***** ENTRIES PROVIDED *****
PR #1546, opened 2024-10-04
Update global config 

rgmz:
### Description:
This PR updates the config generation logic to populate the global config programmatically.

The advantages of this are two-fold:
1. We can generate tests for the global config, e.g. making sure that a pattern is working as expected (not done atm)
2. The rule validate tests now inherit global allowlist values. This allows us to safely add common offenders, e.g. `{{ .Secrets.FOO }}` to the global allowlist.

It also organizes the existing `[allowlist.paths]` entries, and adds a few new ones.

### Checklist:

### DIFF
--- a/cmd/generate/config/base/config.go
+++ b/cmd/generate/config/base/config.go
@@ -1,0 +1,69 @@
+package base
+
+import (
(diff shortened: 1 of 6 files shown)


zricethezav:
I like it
*****
WHAT YOU HAVE TO DO: Show each line in the data where the string "config" appears.

SOLUTION TO THE EXERCISE:
Update global config 
This PR updates the config generation logic to populate the global config programmatically.
1. We can generate tests for the global config, e.g. making sure that a pattern is working as expected (not done atm)
--- a/cmd/generate/config/base/config.go
+++ b/cmd/generate/config/base/config.go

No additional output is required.